── MATERIAL PROVIDED

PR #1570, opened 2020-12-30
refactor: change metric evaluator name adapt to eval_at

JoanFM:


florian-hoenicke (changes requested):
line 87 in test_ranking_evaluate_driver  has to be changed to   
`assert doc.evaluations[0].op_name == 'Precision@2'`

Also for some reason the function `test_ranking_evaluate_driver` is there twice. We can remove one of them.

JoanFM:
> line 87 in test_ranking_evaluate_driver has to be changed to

────
── MATERIAL PROVIDED

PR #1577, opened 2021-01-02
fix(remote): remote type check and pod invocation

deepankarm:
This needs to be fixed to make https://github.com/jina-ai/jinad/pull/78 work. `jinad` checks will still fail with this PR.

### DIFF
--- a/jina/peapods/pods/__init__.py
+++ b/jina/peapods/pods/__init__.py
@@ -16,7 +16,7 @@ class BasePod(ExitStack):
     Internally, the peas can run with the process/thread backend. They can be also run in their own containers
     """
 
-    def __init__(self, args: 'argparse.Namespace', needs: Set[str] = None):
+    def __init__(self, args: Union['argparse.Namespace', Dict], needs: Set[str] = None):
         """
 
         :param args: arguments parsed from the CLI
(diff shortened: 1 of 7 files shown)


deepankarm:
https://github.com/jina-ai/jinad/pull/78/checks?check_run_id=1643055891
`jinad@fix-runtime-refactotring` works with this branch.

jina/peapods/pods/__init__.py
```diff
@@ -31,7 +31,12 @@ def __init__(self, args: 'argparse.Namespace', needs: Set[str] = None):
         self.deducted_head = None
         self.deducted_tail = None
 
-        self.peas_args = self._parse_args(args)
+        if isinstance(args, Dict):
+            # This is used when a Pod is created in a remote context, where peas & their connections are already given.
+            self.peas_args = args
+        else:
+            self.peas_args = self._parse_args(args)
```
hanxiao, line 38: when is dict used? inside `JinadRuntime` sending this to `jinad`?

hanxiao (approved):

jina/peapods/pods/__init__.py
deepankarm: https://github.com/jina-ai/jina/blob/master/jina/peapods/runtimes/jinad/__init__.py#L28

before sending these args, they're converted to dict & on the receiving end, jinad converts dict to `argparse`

────
── MATERIAL PROVIDED

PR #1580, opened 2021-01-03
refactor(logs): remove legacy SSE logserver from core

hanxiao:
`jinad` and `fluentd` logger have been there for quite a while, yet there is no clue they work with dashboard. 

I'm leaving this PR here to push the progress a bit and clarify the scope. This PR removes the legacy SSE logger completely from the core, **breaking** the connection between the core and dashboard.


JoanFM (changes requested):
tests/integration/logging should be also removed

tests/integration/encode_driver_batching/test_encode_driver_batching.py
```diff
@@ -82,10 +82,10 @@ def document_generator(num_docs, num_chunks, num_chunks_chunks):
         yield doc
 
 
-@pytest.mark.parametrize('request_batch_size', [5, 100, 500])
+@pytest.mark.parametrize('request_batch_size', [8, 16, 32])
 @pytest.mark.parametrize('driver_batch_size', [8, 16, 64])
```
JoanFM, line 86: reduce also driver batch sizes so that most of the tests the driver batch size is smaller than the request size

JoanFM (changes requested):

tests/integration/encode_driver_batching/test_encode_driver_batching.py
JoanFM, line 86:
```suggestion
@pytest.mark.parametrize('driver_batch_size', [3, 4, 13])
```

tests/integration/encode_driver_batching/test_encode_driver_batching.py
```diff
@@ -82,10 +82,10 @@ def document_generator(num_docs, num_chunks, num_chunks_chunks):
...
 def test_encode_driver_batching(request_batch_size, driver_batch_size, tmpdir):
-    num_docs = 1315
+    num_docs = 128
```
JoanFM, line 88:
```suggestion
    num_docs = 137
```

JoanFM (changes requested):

────

Each line above that contains "checks" counts once; report the total of such lines and nothing more.

2